#### The task:
After finding the line with "- Explicitly list" in the entries below, retype exactly each line from there through the line with "A couple of", including that final line.

-=-=-

Issue #629, opened 2026-09-14
HCC sends ~230 non-converging updates/hour to gfsc-reader, gfsc-writer-pdb, codex-cert and llmhook NetworkPolicies


alfredolopez80:
## Summary

On `clerum-dev`, HCC sends about 230 accepted `update` calls per hour to four resource
families. Two of them are no-ops, because the object's `resourceVersion` does not change. The
other two change the spec on every call, which means the reconciler never converges. These
calls are about half of all HCC writes after #618 (≈442/h). No open issue covers them: #604,
#606 and #607 are about NetworkPolicies driven by McpServer/Context and about the Secret
informer.

Found while measuring #604 PR A (#618). The rates for gfsc-reader, gfsc-writer-pdb and the
llmhook NetworkPolicies are the same with the #610 image and the #618 image, so they are not
caused by either change.

## Measurement

Source: GKE Admin Activity audit log, principal = HCC service account, `update` calls with
status OK, counted per one-hour segment.

- Base: 13 segments between 2026-09-13T20:30Z and 2026-09-14T11:30Z (image `sha-9370f05`,
  #610).
- Post: P1–P3, 2026-09-14T12:34Z–15:34Z (image `sha-98840fb`, #618).
- There were no HCC restarts inside any segment.

| resource | base, per hour (13 segments) | P1 / P2 / P3 | does the object change? |
|---|---|---|---|
| `gfs/deployments/gfsc-reader` | 71–72 | — / — / 72 | yes: `metadata.generation` 119536 → 119543 across 7 updates (15:46:48Z–15:51:58Z) |
| `gfs/poddisruptionbudgets/gfsc-writer-pdb` | 71–72 | — / — / 72 | no: `resourceVersion` unchanged across 7 updates |
| `mcp-host/deployments/codex-cert` | 55–60 | 39 / 46 / 41 | no: `resourceVersion` unchanged across 3 updates |
| `llm-hooks/networkpolicies/llmhook-8204baab199521b5` and `llmhook-ecdea6ed62db0897` | 46–48 (both together) | — / — / 46 (23 each) | yes: generation 6296 → 6298 across 2 updates |

A "—" means the value was only broken down per resource for P3.

Other data points:

- `gfsc-reader` shows Deployment revision 479 with generation 119543. The spec changes on
  every call without creating a ReplicaSet: the newest ReplicaSet was created at
  2026-09-14T11:34:56Z (the #618 rollout), and the active one dates from 2026-09-03. The
[...]

PR #659, opened 2026-09-17
feat: add grok-subscription oauth-broker sibling of Codex

jozer-rami:
## Summary

Turn Codex subscription from a one-off ChatGPT integration into the first adapter of a reusable **oauth-broker** coding-plan product, then add **`grok-subscription`** as a sibling adapter for SuperGrok / X Premium+ / Grok Build.

This does **not** overload `xai` (that stays the metered API-key provider) and does **not** send SuperGrok traffic through `codex-llm-proxy`. Control API remains the only OAuth custodian. Access tokens reach only `grok-llm-proxy`. Refresh tokens never leave Control API.

### D2 deviation (recorded)

This PR clones the Codex oauth-broker **shape** into a sibling Grok adapter rather than extracting `SubscriptionGrantStore` / `projectOauthBrokerExecution` first. Jose chose that order, and the review accepted it. Wave 1 in this branch is parameterization (admin routes, dual-key annotations, live-target attest, D13). The remaining Codex-named modules are a follow-up extract, not a merge blocker for this adapter.

Wave 1 parameterization:

- `buildProviderMaps` / `OAUTH_BROKER_IDS` in `@clerum/llm-providers`
- live-target spend attestation (D6)
- at-most-one oauth-broker id (D13: Host CEL + API; recipes including cluster CEL)
- dual-read recipe annotations (`clerum.io/codex-connection-ref` + `clerum.io/subscription-connection-ref`)
- parameterized admin/PromptBridge paths

Wave 2 Grok adapter:

- sibling grant tables (migrations 0109–0113) and Grok RFC 8628 device-code OAuth (`auth.x.ai`, client_id in allowlisted `control-api/src/config.ts`)
- `grok-llm-proxy` with its own attempt contract, LIMITS (`maxToolCalls: 64`), and exact origins (`cli-chat-proxy.grok.com/v1/responses`; `/v1/models` is the **starting candidate**, probe-gated; never `api.x.ai`)
- split redeem, `llm:grok:execute`, Host `spec.model.connectionRef` persist for oauth-broker providers
- SDK `subscriptionBinding` minted independently of Codex `codexBinding`
- Control UI Grok pickers/hub/Desktop selector, gated on the capability probe
- empty Grok stays `unassigned` (never Codex empty → `deployment-default`)
- Codex #644/#648 ports: Grok Hosts default to `direct` tool presentation; grok-llm-proxy sends `strict: false`

## Review remediation (@alfredolopez80 comments A/B/C on `627f492`)

[...]

PR #673, opened 2026-09-17
fix(hcc): skip no-op PDB replaces and treat empty env or NP slices as absent

alfredolopez80:
## Summary
- Treat empty `env.value` (`''`) and empty NetworkPolicy `ingress`/`egress` slices as equivalent to omitted fields in HCC comparison normalizers, matching apiserver omitempty persistence (#629 PR 1).
- Add `podDisruptionBudgetMatchesDesired` and wire it as the `isUpToDate` gate on `K8sGfsApi.applyPodDisruptionBudget` so a matching writer PDB skips replace. `applyDeployment` is intentionally unchanged (PR 2).
- Unblock exact-head T2 `npm test` in rpc-proxy: bind `:hostRef([^/]+)` so a decoded `*` is 400 not Express splat 404, serialize Vitest, and reset in-process stream counters between tests.

## Test plan
- [x] T1/T2/T4/T5/T6 red before the HCC change, green after, vacuity FAIL when the rule/`isUpToDate` is removed
- [x] HCC suite: 2413 passed
- [x] `MINIKUBE_T2_PASS` `T0=PASS` `T1=PASS` `T2=PASS` on `clerum-fix-629-hcc-noop-normalizers-ffa72976` at `f69cd1fe5`
- [x] `gfs/gfsc-writer-pdb` generation stayed `1` / RV `15139` across two reads ≥5 min; 0 `Kubernetes resource updated` lines for that PDB
- [ ] Reviewer: confirm `applyDeployment` / T3/T7/T8 / reader gate stay out of this PR
- [ ] Reviewer: T2 distinct-case uses `_from` rather than k8s `from` — decide if the witness should use a real ingress rule

Closes nothing yet — this is PR 1 of #629. Reader Deployment no-op PUTs remain PR 2.


alfredolopez80:
@claude please do a full, adversarial review of this PR (issue #629, PR 1 only). Do not rubber-stamp. Walk every production hunk and every new test, challenge the omitempty lemma, and say explicitly what is in scope vs leftover for PR 2.

This comment is the implementer review brief plus findings already measured on the branch-owned Minikube profile. Please confirm, refute, or deepen each item with code citations.

## Intent

HCC was issuing no-op `replace` calls because comparison treated apiserver omitempty as drift:

1. `env[].value: ''` vs the live object that omitted `value`
2. NetworkPolicy `ingress: []` / `egress: []` vs omitted slices (after `policyTypes` default-fill)
3. Writer PDB (`gfsc-writer-pdb`) with no equality gate, so every reconcile PUT the same spec

PR 1 must fix comparison + the PDB gate only. `K8sGfsApi.applyDeployment` / reader / T3 / T7 / T8 / `Resync pass completed` are PR 2.

## What landed

### HCC production

- `normalizeContainerDefaults`: `if (env.value === '') delete env.value` on both sides of `deploymentMatchesDesired`.
- `normalizeNetworkPolicyForComparison`: **after** filling empty/omitted `policyTypes`, delete `spec.ingress` / `spec.egress` when `.length === 0`.
- New `podDisruptionBudgetMatchesDesired` — same shape as `serviceMatchesDesired` (`stripServerOwnedMetadata` + `canonicalizeValue`, fail-open-to-write, **no** spec defaults).
- `applyPodDisruptionBudget` now passes `mergeExisting: preserveObjectAnnotations` and `isUpToDate: podDisruptionBudgetMatchesDesired`.
- `applyDeployment` is unchanged (still no `isUpToDate`). That is required.

### Tests (existing files only)

| ID | File | Equal (must skip / match) | Distinct (must write / not match) |
| --- | --- | --- | --- |
| T1 | `deploymentMatchesDesired.test.ts` | `value: ''` vs omitted → `true` | `value: 'x'` vs omitted → `false` |
| T2 | `networkPolicyMatchesDesired.test.ts` | empty ingress vs omitted; empty egress + derived policyTypes vs omitted | ingress with a rule vs omitted → `false` |
| T4 | `gfsK8sApi.readFirst.test.ts` | live PDB == desired → 0 `replace`, `writeSkipsTotal` +1, GET 1× | `minAvailable` drift → 1 replace; 409 retry kept on a **drifted** live spec |
| T5 | `hostReconciler.readFirst.test.ts` | Host **without** `secretRef`, desired `value: ''`, live omits `value` → 0 Deployment replace, GET 1× | same Host, different image → 1 replace |
| T6 | `llmHookNetworkPolicyNoopGate.test.ts` | hook, no Hosts, desired `ingress: []`, live omits `ingress` → 0 NP replace, GET 1× | add referencing Host → 1 replace |

CMP-NP-13 was rewritten to agree with T2 (`egress: []` ≡ omitted). PDB `describe.each` is now `updates: false` like Service; 409 coverage moved to T4 drift specs.

Fixtures under `host-context-controller/src/__tests__/fixtures/629/` came from clerum-dev RO (PDB generation 1 / writer selector; NP spec is `podSelector` + `policyTypes: [Ingress]` with **no** `ingress`; `codex-cert` `CLERUM_LLM_SECRET_REF` has no `value`).

### rpc-proxy (T2 pre-gate, not #629 design)

Pre-gate `npm test` was flake/red under file parallelism:

- Express decoded `*` as a splat → 404 instead of 400. Route is now `/rpc/hosts/:hostRef([^/]+)/status/stream`.
- Module-level stream maps leaked across files. `resetHostStatusStreamRuntimeForTests()` + `beforeEach` reset; `"test": "vitest run --no-file-parallelism"`.
- `model-selection.test.ts` `afterEach` uses `mockReset()` so hoisted `vi.mock` survives (was `restoreAllMocks()`).
- Version `0.1.77` → `0.1.78` and `external-rest-api` `releaseManifest.rpcProxyVersion`.

Please treat this as a **necessary T2 unblock**, and say whether it should have been a follow-up PR. Do not let it hide HCC review.

## Local evidence (already run)

- Red before change: `.local-notes/implementacion-629-pr1-2026-09-17/01-tests-red-before.log` EXIT=1 (6 failed including T1/T2/T4/T5/T6).
- Green after: `02-tests-green-after.log` EXIT=0.
- Vacuity (rule / `isUpToDate` removed, then restored): `03` T1/T5, `04` T2/T6, `05` T4 — each EXIT=1 on the equal-case.
- HCC suite: `06-hcc-full-suite.log` — 110 files, **2413** passed, EXIT=0. Build EXIT=0.
- Canonical `make minikube-t2` on `clerum-fix-629-hcc-noop-normalizers-ffa72976`: `MINIKUBE_T2_PASS` `T0=PASS` `T1=PASS` `T2=PASS` `NP08_HCC_AUTHORIZATION=PASS` EXIT=0 at HEAD `f69cd1fe5`. Log `23-minikube-t2.log`.
- Extra PR1 cluster check: `gfsc-writer-pdb` generation **1** / RV **15139** at 20:47:30Z and 20:54:00Z. **0** `Kubernetes resource updated` lines for that PDB or any `llmhook-*`.
- This Minikube profile has **no** `llmhook-*` NetworkPolicies and one Host (`chatllm`) **with** secretRef. Live NP / no-secretRef Host generation was **not** observable here.
- `gfsc-reader` Deployment still gets `Kubernetes resource updated` about every 60s. That is the PR 2 bug. Do not “fix” it in this PR.

## Please verify in code (must-pass checklist)

1. **Safe-strip lemma.** `delete env.value` iff `value === ''`, applied identically to desired and live. Confirm it cannot hide `value: 'x'` vs omitted (T1 distinct). Confirm it does not delete `valueFrom`-only env entries.
2. **NP delete order.** Empty-slice delete must stay **after** `policyTypes` fill. If those two blocks are swapped, `egress: []` with omitted `policyTypes` would fill as Ingress-only for a different reason or fail T2 derived-policyTypes. Confirm TCP protocol strip still runs on remaining rules.
3. **Deny-all semantics.** With `policyTypes: ['Ingress']`, omitted `ingress` and `ingress: []` are the same persistable isolation (deny-all). Confirm we are not collapsing a real rule list to empty.
4. **PDB matcher.** No invented spec defaults (`unhealthyPodEvictionPolicy`, etc.). Fail-open on missing spec / thrown canonicalize. Labels / selector / `minAvailable` remain exact. `preserveObjectAnnotations` runs **before** `isUpToDate(next, existing)` so a foreign annotation is absorbed, not treated as permanent drift. A foreign **label** is still drift (same as Service/ConfigMap) — call that out if you disagree.
5. **Gate wiring.** `isUpToDate` is only on `applyPodDisruptionBudget`. `applyDeployment` must still PUT when the live object equals desired. T4 409 tests must use a **drifted** live spec (`minAvailable: 2`); if they used an equal live object the retry would skip and the test would lie.
6. **T5 Host.** `secretRef` omitted (not `'host-secret'`). Desired builder still emits `CLERUM_LLM_SECRET_REF` with `value: ''`. Live deletes `value` only. Image drift still writes. Witness is GET 1× / replace 0.
7. **T6.** Must **not** build live via `asApiserverNetworkPolicy(desired)` (that keeps `ingress: []` on both sides — the old NOOP-LLMNP-1 vacuity). Live must `delete live.spec.ingress`. Adding a Host must produce `ingress.length > 0` and one replace.
8. **T2 distinct witness.** The “real rule” object uses `_from`, which is **not** the Kubernetes `from` field. The matcher still returns false (extra key vs omitted ingress), so the test is green, but it does **not** prove a real peer rule. I want you to say whether this is a must-fix in PR 1 or an acceptable witness.
9. **No production logs added** in HCC. No `console.*` in HCC production. rpc-proxy `console.warn` on the stream path is pre-existing.
10. **Scope leak.** Confirm no edits to `hostReconciler` constructor around the old line 2887, `reconciler.ts` ~1305, GFS reader applyDeployment, or A1.3 harness strings.

## Findings I already have (agree / disagree with evidence)

### Not blocking (but say so)

- First HCC commit message says the tests land “before the production normalizers land”, but `utils.ts` / `gfsK8sApi.ts` are in the **same** commit. Message is slightly wrong; content is complete.
- HCC `npm run lint` has no ESLint v9 config (`LINT_EXIT=2`). Pre-existing package state, not introduced here.
- Mixing rpc-proxy + HCC in one PR couples two stories. Local T2 could not close without the rpc-proxy commit. Prefer keeping it unless you see a revert risk.
- Live `llmhook-*` generation and Hosts without `secretRef` were **absent** on the certifying Minikube profile. Equality is proven in unit/integration tests and by writer PDB generation stability, not by a live llmhook object.

### Worth a comment, probably not a rewrite

- T2 `_from` vs `from` (item 8).
- T5/T6 skip path asserts GET + no replace, not `writeSkipsTotal`. The plan allowed either. T4 asserts both.

### Must stay out

- Do not add an `isUpToDate` on `applyDeployment` in this PR.
- Do not “stabilize” `gfsc-reader` here.

## How I want the review written

Reply as a GitHub review (not just “LGTM”):

- Verdict: approve / comment / request-changes, with a one-line reason.
- File-by-file notes on `utils.ts`, `gfsK8sApi.ts`, the five test files, fixtures, and the rpc-proxy route/test/package.json/releaseManifest hunks.
- Any hidden write still possible for writer PDB or empty-ingress llmhook NPs.
- Any test that would stay green if the production rule were deleted (vacuity hole).
- Explicit list of PR 2 leftovers.

HEAD under review: `f69cd1fe58cf103e3207f7d086566ddc24e46f09` on `fix/629-hcc-noop-normalizers` → `dev`. Base `origin/dev` = `d6d98b09394d4afcef8e22382438d18bd95241cc` (0 behind, 2 ahead).

alfredolopez80 (commented):
Inline notes withdrawn. The only Claude request on this PR is the single consolidated issue comment.

zach88:
Took a deep pass through this one. The core #629 work in host-context-controller is solid — the PDB no-op gate, the empty-slice/empty-value normalizers are symmetric across desired/existing, match the apiserver's omitempty semantics, and are backed by tests that actually go red against the merge-base (reverted utils.ts + gfsK8sApi.ts and 11 tests fell over, so the guards are real). No correctness or security issues. Everything open is cleanup, and it's all concentrated in the rpc-proxy test-infra half.

🟡 **Approve with nits**

_This is my read from the review, not a formal GH approval._

Nothing blocking. Merge whenever.

## Optional (non-blocking)

The PR is mergeable without any of these — follow-up or your call.

1. **[R1-M1] `--no-file-parallelism` patches the symptom, not the cause** (`rpc-proxy/package.json:11`). This flag is the only load-bearing piece unblocking the suite, but it hides the root cause. Repro: with file parallelism on, the suite fails ~1 in 3 runs and the failure lands in `src/routes/sandboxUi.test.ts` — a file this PR doesn't even touch. Root cause is cross-file global state: several tests assign `globalThis.fetch = fetchMock` and never restore it (`src/__tests__/model-selection.test.ts:70,94,111,157,188`), so the poisoned fetch leaks into another file when they run concurrently. The real fix is save/restore `globalThis.fetch` in `afterEach` (or `vi.stubGlobal` + `vi.unstubAllGlobals`); then the flag is a safety net rather than the fix. Fine to keep as a stopgap if the debt gets tracked.

2. **[R1-L1] The `:hostRef([^/]+)` route regex is a functional no-op and its comment is wrong** (`rpc-proxy/src/routes/rpcHostStatusStream.ts:69-71`). Repro: checked against real Express — flat route vs regex return identical results for `%2A`→`*`, `%20`, `%2F`→`a/b` and normal names; and the `rejects host status stream for wildcard hostRef` test passes with the flat route. The 400 for `*` comes from the handler guard `isWildcardOrInvalidHostRef` (`/[*%]/`), which already existed at merge-base. The comment ("so a decoded `*` is a hostRef (400), not an Express splat (404)") claims routing behavior that doesn't happen here, and it's 1 of ~20 `:hostRef` routes carrying a regex while the sibling streams (`rpcHostActivityStream`, `rpcHostProgressStream`) rely on the handler guard alone. Suggest dropping the regex + comment; if there's a real app-level 404, add a test that reproduces it first.

3. **[R1-L2] Sibling stream route has the same module state but no reset helper** (`rpc-proxy/src/routes/rpcHostActivityStream.ts:11-14`). `rpcHostActivityStream` carries identical module-level state (`activeStreamCountsByUser`, `activeStreamCountsByUserHost`, `activeStreams`, `streamCounter`) and doesn't export a reset helper — the pattern only got applied to status-stream. Green today, but it's the sibling instance of the same isolation gap. Consider a shared counters module with one reset.

4. **[R1-L3] Misleading `_from`/ObjectSerializer comment in the T2 test** (`host-context-controller/src/__tests__/networkPolicyMatchesDesired.test.ts`, "T2: a real ingress rule…"). The comment says `ObjectSerializer maps _from to wire from`, but `networkPolicyMatchesDesired` doesn't serialize (just `structuredClone` + `canonicalizeValue` + `JSON.stringify`), so `_from` survives as-is. Repro: the `toBe(false)` assertion passes identically with garbage (`ingress:[{zzz:true}]`) or with the real wire key `from` — the witness is really "non-empty ingress array ≠ omitted", not "a real ingress rule". Still a valid guard for the empty-slice deletion, but the name/comment oversell it (this is the open point your body flags). Suggest fixing the comment; if you want to test a real rule, compare two NPs with distinct `from` rules so content matters.

5. **[R1-L4] Hand-trimmed PDB fixture doesn't exercise the status stripping** (`host-context-controller/src/__tests__/fixtures/629/gfsc-writer-pdb.json` + `k8s/gfsK8sApi.readFirst.test.ts` T4 skip). A real apiserver PDB read carries `status`, `resourceVersion`, `creationTimestamp`, `uid`, `managedFields`; all are missing here. The T4 skip test uses that trimmed fixture as both desired and live (only adds `resourceVersion`), so the `status`/`creationTimestamp`/`managedFields` stripping paths never run — the "real fixture" doesn't prove the gate survives an actual apiserver response. Stripping is shared and covered by other normalizers and the gate logic is correct, so it's low. Suggest deriving the fixture from an unredacted real read (or re-injecting `status` in the test's live).

## What checked out clean

- **Security: SAFE, zero findings.** The route change doesn't open an auth/scope bypass (`requireRpcAuth` + `requireScope('host:status:read')` run after match, before handler; ordering actually tightens since `*` used to 404 before auth and now hits auth first). The no-op gate doesn't mask NP/PDB drift (`[]`↔omitted are identical deny-all, `policyTypes` compared directly from pre-deletion egress length; PDB fails open on doubt). `resetHostStatusStreamRuntimeForTests` is test-only and unreachable in prod. Fixtures carry no real secrets. No new runtime deps.
- **HCC: 111 tests + `tsc --noEmit` clean.** T3 confirmed (11 tests go red at merge-base). PDB gate produces exactly the fixture shape, policy/v1 doesn't default-fill the spec so no loop/masking. `env.value===''` lives in the shared `normalizeContainerDefaults` so it covers every `deploymentMatchesDesired` consumer, and `value:''` is omitempty in `V1EnvVar` so the apiserver never emits it. Only PDB writer is `applyPodDisruptionBudget`, already gated — no ungated sibling.
- **rpc-proxy:** the reset helper covers all mutable module state; the `restoreAllMocks()`→`mockReset()` swap is neutral (no `vi.spyOn` in that file). Serialized suite: 37 files / 516 tests passing, deterministic across 3 runs.

One process note, your call: the PR bundles two unrelated services — the #629 core in host-context-controller and an independent rpc-proxy test-infra unblock. Splitting them would leave the #629 PR at a single service. Not blocking, just flagging.

alfredolopez80:
Synced onto current `origin/dev` (`32f7d0dca`, #659) and addressed the optional nits that survived an opposing pass:

- **R1-M1:** restored `globalThis.fetch` after the leaky files (`model-selection` plus the other raw `fetch` assignments). Dropped `--no-file-parallelism`. Suite is 37/516 green with file parallelism on.
- **R1-L1:** dropped the no-op `:hostRef([^/]+)` regex. Wildcard 400 stays on `isWildcardOrInvalidHostRef`.
- **R1-L2 (cheap half):** exported `resetHostActivityStreamRuntimeForTests` and call it from the activity-stream suite. Did **not** extract a shared counters module — no same-file flake, and Vitest isolate already contains cross-file module state.
- **R1-L3:** comment now names occupancy as the witness; added a distinct-`from`-rules case.
- **R1-L4:** T4 skip live object now carries apiserver `status` / `uid` / `creationTimestamp` / `managedFields` so stripping runs.

No follow-up issue for the shared-module idea — it does not earn a ticket on current evidence.

alfredolopez80:
@claude please do a **complete re-audit** of this PR at the current HEAD. Do not reuse the previous review as a rubber stamp. Walk the full diff against `dev` again: every production hunk, every test, and the post-zach follow-up. Challenge the same omitempty / PDB-gate lemmas as before, then independently confirm or refute the R1 nits that landed after your last pass.

This is still **issue #629, PR 1 only**. `applyDeployment` / gfsc-reader / T3 / T7 / T8 / `Resync pass completed` stay out.

## Why a new pass

HEAD moved since your last review:

- Merged current `origin/dev` (`32f7d0dca`, #659 grok-subscription). HCC is now `0.1.335`.
- Addressed zach88's optional nits that survived an opposing pass (`3781e2ca9`).
- The earlier rpc-proxy diagnosis (splat 404 / `--no-file-parallelism` as the fix) was wrong and has been corrected. Do not defend the old story.

HEAD under review: `3781e2ca945a8e9e086dc1a163586c0a4638371f` on `fix/629-hcc-noop-normalizers` → `dev`.

## What changed since the last Claude pass (must re-check)

### R1-M1 (was medium)

- `rpc-proxy` `"test"` is `vitest run` again — **no** `--no-file-parallelism`.
- `globalThis.fetch` is saved/restored in `model-selection.test.ts`, `sessions-passthrough.test.ts`, `session-rename-passthrough.test.ts`, and `sender-assignment.test.ts`.
- Local evidence: 37 files / 516 tests green with file parallelism on.

Please confirm the leak is actually closed (including `vi.restoreAllMocks()` files that previously left a poisoned `fetch` for `sandboxUi.test.ts` worker reuse). If another file still assigns `globalThis.fetch` without restore, name it.

### R1-L1

- Status stream route is flat `/rpc/hosts/:hostRef/status/stream`.
- `:hostRef([^/]+)` is gone. Wildcard 400 remains `isWildcardOrInvalidHostRef`.
- Confirm Express 4 match set is unchanged and auth/scope still run after match.

### R1-L2 (cheap half only)

- `resetHostActivityStreamRuntimeForTests` exists and is called from the activity-stream suite.
- **Intentionally not done:** a shared counters module for status+activity. Call that out if you think it is now a must-fix; otherwise agree it is out of PR 1.

### R1-L3

- T2 occupancy test no longer claims ObjectSerializer / `_from`.
- Wire key is `from`. There is a second case: distinct `from` rules must not match.

### R1-L4

- T4 skip live PDB now injects apiserver `status`, `uid`, `creationTimestamp`, `managedFields` so `stripServerOwnedMetadata` actually runs.
- Fixture file itself is still trimmed; say whether live injection is enough.

## Still must-pass (same as first brief)

1. Safe-strip lemma on `env.value === ''` — both sides, cannot hide `value: 'x'` vs omitted, does not delete `valueFrom`-only entries.
2. NP empty-slice delete stays **after** `policyTypes` fill. Deny-all `[]` ≡ omitted. Real rules must not collapse.
3. PDB matcher: no invented spec defaults; fail-open; `preserveObjectAnnotations` before `isUpToDate`; foreign **label** is still drift.
4. `isUpToDate` only on `applyPodDisruptionBudget`. `applyDeployment` still has none.
5. T4 409 path still uses a **drifted** live spec.
6. T5 Host omits `secretRef`; desired `value: ''`; live omits `value`; image drift still writes.
7. T6 live must not be `asApiserverNetworkPolicy(desired)`.
8. No new HCC production `console.*`.
9. No scope leak into hostReconciler constructor / GFS reader `applyDeployment` / A1.3 harness strings.

## How to write this review

Reply as a GitHub review (not just LGTM):

- Verdict: approve / comment / request-changes, one-line reason.
- File-by-file on `utils.ts`, `gfsK8sApi.ts`, the five test files, fixtures, and every rpc-proxy hunk still in the PR (route, resets, fetch restore, `package.json` test script, versions, `releaseManifest`).
- Explicitly list anything still green if the production rule were deleted (vacuity).
- Explicit PR 2 leftovers.
- Separate “still open after zach follow-up” from “fixed”.

Do not approve the old splat-404 / `--no-file-parallelism` story. That review comment is stale.

zach88:
Took another pass through this now that round 1's findings have fixes on top. Good news: everything from round 1 landed cleanly and the collateral check came back empty — no fix broke anything adjacent. The only thing left is a stale line in the PR description; the code itself is in good shape.

**🟡 Approve with nits**
- Optional / non-blocking: **1**

All five round-1 items are closed and there were zero regressions from the fixes. This is my read from the review, not a formal GH approval.

## Optional (non-blocking)
This can merge as-is; the item below is cleanup / author's call.

1. **[R2-L1] PR body's 3rd bullet no longer matches the code.** The Summary still says *"bind `:hostRef([^/]+)` so a decoded `*` is 400 not Express splat 404, serialize Vitest…"*, but round 2 reverted both of those:
   - The regex got dropped in `3781e2ca` — the route is plain `/rpc/hosts/:hostRef/status/stream` again (identical to dev), and the wildcard 400 comes from the `isWildcardOrInvalidHostRef` guard (`/[*%]/`) in `rpcHostStatusStream.ts`, not from routing.
   - Vitest isn't serialized anymore — `rpc-proxy/package.json:11` is back to `vitest run` (the `--no-file-parallelism` flag is gone). The real unblock is the per-file `globalThis.fetch` isolation.
   Suggest rewording that bullet to describe what actually shipped (plain route + existing guard, fetch-mock isolation per file). Not blocking, but the description is part of what gets reviewed so worth a 30-second edit.

A couple of trivial residuals from the round-1 closures, if you're in there anyway (neither reopens its finding):
- `networkPolicyMatchesDesired.test.ts` — the `_from` key is now correct, but the comment justifies it as a "reserved word"; it's actually just the OpenAPI generator convention.
- `fixtures/629/gfsc-writer-pdb.json` — the T4 PDB test compares fixture-vs-fixture and never calls `buildPodDisruptionBudget`, so a future builder field wouldn't be caught the way T5/T6 catch it (they use the real builders). Could build `desired` from the builder.

## What checked out clean
- **Round-1 findings all closed:** flag removed + `globalThis.fetch` isolated across 6 files (`3781e2ca`), sibling reset helper added covering all module state (`f5e60702`), `_from` fixture corrected (`892a3b36`), PDB fixture now exercises the real stripping path.
- **No regressions:** rpc-proxy suite green across 3 parallel runs + 4 `--sequence.shuffle` runs; touched files deterministic in isolation; wildcard/empty hostRef still return 400 with auth running before the handler.
- **HCC correctness:** 2426 tests pass. T3 verified — reverting only `utils.ts` + `gfsK8sApi.ts` to base makes exactly 8 regression tests fail (CMP-NP-13, empty ingress/egress, env value, Host/hook skip) and they pass again on head. Empty NP slices don't mask a differing `policyTypes` (defaulted before the slice deletion), and the PDB gate is fail-open on any spec/label diff so it can't mask drift.
- **Security:** no findings introduced here. The no-op NP/PDB gates still replace on any weakening of a managed resource, `env.value===''` normalization doesn't equate real values or `valueFrom` secret refs, and the reset helpers are unreachable in prod (env guard + no HTTP path).

zach88 (approved):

-=-=-

#### Response to the exercise:
- Explicitly list anything still green if the production rule were deleted (vacuity).
- Explicit PR 2 leftovers.
- Separate “still open after zach follow-up” from “fixed”.

Do not approve the old splat-404 / `--no-file-parallelism` story. That review comment is stale.

zach88:
Took another pass through this now that round 1's findings have fixes on top. Good news: everything from round 1 landed cleanly and the collateral check came back empty — no fix broke anything adjacent. The only thing left is a stale line in the PR description; the code itself is in good shape.

**🟡 Approve with nits**
- Optional / non-blocking: **1**

All five round-1 items are closed and there were zero regressions from the fixes. This is my read from the review, not a formal GH approval.

## Optional (non-blocking)
This can merge as-is; the item below is cleanup / author's call.

1. **[R2-L1] PR body's 3rd bullet no longer matches the code.** The Summary still says *"bind `:hostRef([^/]+)` so a decoded `*` is 400 not Express splat 404, serialize Vitest…"*, but round 2 reverted both of those:
   - The regex got dropped in `3781e2ca` — the route is plain `/rpc/hosts/:hostRef/status/stream` again (identical to dev), and the wildcard 400 comes from the `isWildcardOrInvalidHostRef` guard (`/[*%]/`) in `rpcHostStatusStream.ts`, not from routing.
   - Vitest isn't serialized anymore — `rpc-proxy/package.json:11` is back to `vitest run` (the `--no-file-parallelism` flag is gone). The real unblock is the per-file `globalThis.fetch` isolation.
   Suggest rewording that bullet to describe what actually shipped (plain route + existing guard, fetch-mock isolation per file). Not blocking, but the description is part of what gets reviewed so worth a 30-second edit.

A couple of trivial residuals from the round-1 closures, if you're in there anyway (neither reopens its finding):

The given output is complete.